* [DESCRIPTION OF THE TASK]:
Across the listing below, count the lines containing "mainly". Answer with that number only.

* [ENTRIES SHOWN]:
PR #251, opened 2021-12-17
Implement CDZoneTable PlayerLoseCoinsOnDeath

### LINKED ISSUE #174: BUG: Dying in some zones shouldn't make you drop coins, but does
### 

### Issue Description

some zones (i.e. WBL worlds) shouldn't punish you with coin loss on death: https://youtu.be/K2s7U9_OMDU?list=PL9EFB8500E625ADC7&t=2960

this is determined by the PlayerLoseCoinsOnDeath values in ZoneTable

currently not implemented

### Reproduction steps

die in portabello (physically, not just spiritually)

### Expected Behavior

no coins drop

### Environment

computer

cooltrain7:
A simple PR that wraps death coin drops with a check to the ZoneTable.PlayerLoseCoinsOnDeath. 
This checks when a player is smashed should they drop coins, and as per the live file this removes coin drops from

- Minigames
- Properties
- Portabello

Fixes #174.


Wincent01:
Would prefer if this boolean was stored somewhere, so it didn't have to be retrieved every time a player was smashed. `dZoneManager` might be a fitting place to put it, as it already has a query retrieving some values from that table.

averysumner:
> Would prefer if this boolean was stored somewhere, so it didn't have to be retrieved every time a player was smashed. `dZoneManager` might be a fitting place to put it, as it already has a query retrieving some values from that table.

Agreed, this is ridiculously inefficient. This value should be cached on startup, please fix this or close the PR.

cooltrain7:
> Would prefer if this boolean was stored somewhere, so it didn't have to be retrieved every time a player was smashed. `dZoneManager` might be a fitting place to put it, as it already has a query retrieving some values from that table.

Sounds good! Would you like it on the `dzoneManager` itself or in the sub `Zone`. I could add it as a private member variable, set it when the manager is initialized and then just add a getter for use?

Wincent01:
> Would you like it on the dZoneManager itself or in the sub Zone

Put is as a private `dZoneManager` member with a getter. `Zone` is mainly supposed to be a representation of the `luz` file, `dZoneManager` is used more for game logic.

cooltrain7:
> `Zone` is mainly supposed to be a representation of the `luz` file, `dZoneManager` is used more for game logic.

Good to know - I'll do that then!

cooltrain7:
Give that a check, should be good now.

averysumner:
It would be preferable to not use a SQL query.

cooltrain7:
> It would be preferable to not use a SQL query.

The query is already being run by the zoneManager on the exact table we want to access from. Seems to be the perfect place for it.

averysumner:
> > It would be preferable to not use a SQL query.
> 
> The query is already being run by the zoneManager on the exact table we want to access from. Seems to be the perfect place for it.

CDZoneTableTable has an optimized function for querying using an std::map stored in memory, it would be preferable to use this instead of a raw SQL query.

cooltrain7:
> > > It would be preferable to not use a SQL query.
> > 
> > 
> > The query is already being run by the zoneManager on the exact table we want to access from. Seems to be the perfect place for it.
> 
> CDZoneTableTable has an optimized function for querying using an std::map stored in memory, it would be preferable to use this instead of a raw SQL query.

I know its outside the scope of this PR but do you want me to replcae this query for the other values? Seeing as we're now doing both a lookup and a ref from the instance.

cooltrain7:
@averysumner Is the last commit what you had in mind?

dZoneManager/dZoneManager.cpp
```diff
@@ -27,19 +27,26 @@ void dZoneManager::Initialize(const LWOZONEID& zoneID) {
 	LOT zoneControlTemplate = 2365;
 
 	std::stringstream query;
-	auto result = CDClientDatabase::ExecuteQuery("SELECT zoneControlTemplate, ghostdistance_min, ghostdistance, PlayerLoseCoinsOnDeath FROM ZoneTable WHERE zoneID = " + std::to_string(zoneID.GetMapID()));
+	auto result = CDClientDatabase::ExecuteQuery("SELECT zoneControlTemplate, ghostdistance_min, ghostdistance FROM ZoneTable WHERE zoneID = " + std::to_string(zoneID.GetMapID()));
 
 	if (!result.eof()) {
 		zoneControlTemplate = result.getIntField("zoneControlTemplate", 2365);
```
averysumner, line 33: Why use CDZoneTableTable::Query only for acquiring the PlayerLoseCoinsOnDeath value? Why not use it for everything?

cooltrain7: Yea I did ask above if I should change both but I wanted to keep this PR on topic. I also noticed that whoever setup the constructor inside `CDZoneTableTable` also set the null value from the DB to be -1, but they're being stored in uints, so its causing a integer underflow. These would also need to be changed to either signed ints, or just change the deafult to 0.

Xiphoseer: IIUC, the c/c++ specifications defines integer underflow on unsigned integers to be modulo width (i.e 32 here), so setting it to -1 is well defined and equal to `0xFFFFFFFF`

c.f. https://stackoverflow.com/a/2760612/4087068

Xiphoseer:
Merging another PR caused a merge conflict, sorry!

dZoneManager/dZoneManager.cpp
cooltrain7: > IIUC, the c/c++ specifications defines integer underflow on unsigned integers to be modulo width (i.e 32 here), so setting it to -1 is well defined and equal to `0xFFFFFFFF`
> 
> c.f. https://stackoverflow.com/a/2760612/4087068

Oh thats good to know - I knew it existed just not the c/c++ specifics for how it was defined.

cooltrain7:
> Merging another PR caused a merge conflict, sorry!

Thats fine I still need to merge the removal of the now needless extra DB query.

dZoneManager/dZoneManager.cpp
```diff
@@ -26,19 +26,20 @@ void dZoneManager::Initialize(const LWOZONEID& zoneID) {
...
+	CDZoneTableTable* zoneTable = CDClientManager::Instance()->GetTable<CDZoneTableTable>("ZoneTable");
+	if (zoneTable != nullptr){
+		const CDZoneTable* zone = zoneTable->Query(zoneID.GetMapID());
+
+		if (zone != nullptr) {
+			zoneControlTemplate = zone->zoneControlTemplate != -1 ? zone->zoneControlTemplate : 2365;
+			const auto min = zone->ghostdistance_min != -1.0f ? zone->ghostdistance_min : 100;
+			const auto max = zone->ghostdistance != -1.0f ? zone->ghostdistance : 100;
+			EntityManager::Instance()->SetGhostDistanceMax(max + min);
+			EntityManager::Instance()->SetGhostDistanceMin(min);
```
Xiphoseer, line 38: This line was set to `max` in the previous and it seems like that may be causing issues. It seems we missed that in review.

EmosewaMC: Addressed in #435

* [RESPONSE]:
2